--- WHAT IS REQUIRED ---
Filtering the records below, copy only those lines that include the word "components".

--- RECORDS FOR THIS EXERCISE ---

PR #690, opened 2025-08-13
systemtables: Checksum on specific protocol install

Javagedes:
## Description

Adds a core component that registers an event that will re-checksum
the system tables when specific protocols (that would normally replace
functions in the system tables) are installed.

This fixes two SCT failures that were caused by the boot services
table and runtime services table having invalid checksums as we were
only performing a checksum on the tables before patina components or
UEFI spec compliant components were executed.
- [ ] Impacts functionality?
- [ ] Impacts security?
- [ ] Breaking change?
- [ ] Includes tests?
- [ ] Includes documentation?

## How This Was Tested

N/A

## Integration Instructions

N/A

### DIFF
--- a/patina_dxe_core/src/systemtables.rs
+++ b/patina_dxe_core/src/systemtables.rs
@@ -725,22 +725,22 @@ pub fn register_checksum_on_protocol_install_events(
     }
 
     const GUIDS: [efi::Guid; 16] = [
-        efi::Guid::from_bytes(&uuid::uuid!("A46423E3-4617-49F1-B9FF-D1BFA9115839").to_bytes_le()), // gEfiSecurityArchProtocolGuid
+        efi::Guid::from_bytes(&uuid::uuid!("1DA97072-BDDC-4B30-99F1-72A0B56FFF2A").to_bytes_le()), // gEfiMonotonicCounterArchProtocolGuid
+        efi::Guid::from_bytes(&uuid::uuid!("1E5668E2-8481-11D4-BCF1-0080C73C8881").to_bytes_le()), // gEfiVariableArchProtocolGuid
         efi::Guid::from_bytes(&uuid::uuid!("26BACCB1-6F42-11D4-BC7E-0080C73C8881").to_bytes_le()), // gEfiCpuArchProtocolGuid
         efi::Guid::from_bytes(&uuid::uuid!("26BACCB2-6F42-11D4-BCE7-0080C73C8881").to_bytes_le()), // gEfiMetronomeArchProtocolGuid
         efi::Guid::from_bytes(&uuid::uuid!("26BACCB3-6F42-11D4-BCE7-0080C73C8881").to_bytes_le()), // gEfiTimerArchProtocolGuid
-        efi::Guid::from_bytes(&uuid::uuid!("665E3FF6-46CC-11D4-9A38-0090273FC14D").to_bytes_le()), // gEfiBdsArchProtocolGuid
-        efi::Guid::from_bytes(&uuid::uuid!("665E3FF5-46CC-11D4-9A38-0090273FC14D").to_bytes_le()), // gEfiWatchdogTimerArchProtocolGuid
-        efi::Guid::from_bytes(&uuid::uuid!("B7DFB4E1-052F-449F-87BE-9818FC91B733").to_bytes_le()), // gEfiRuntimeArchProtocolGuid
-        efi::Guid::from_bytes(&uuid::uuid!("1E5668E2-8481-11D4-BCF1-0080C73C8881").to_bytes_le()), // gEfiVariableArchProtocolGuid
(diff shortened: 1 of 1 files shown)


patina_dxe_core/src/systemtables.rs
```diff
@@ -714,6 +715,48 @@ pub fn init_system_table() {
     _ = SYSTEM_TABLE.lock().insert(table);
 }
 
+/// A component to register a callback that recalculates the CRC32 checksum of the system table
+/// when certain protocols are installed.
+pub fn register_checksum_on_protocol_install_events(
+    bs: patina_sdk::boot_services::StandardBootServices,
+) -> patina_sdk::error::Result<()> {
+    extern "efiapi" fn callback(_event: efi::Event, _: *mut c_void) {
+        SYSTEM_TABLE.lock().as_mut().expect("System Table is initialized").checksum_all();
```
os-d, line 724: Why is this a component? Can the protocol database not just update the checksum after installing one of these?

Javagedes: IMO separation of duties and it compartmentalizes this. While I'm open to it not being a component, I'm not a big fan of doing it directly in the protocol db. it seems weird to me to have the protocol DB update the system table checksum. I also don't like adding a "if guid in guids then checksum" for every installed protocol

--- SOLUTION ---
only performing a checksum on the tables before patina components or
UEFI spec compliant components were executed.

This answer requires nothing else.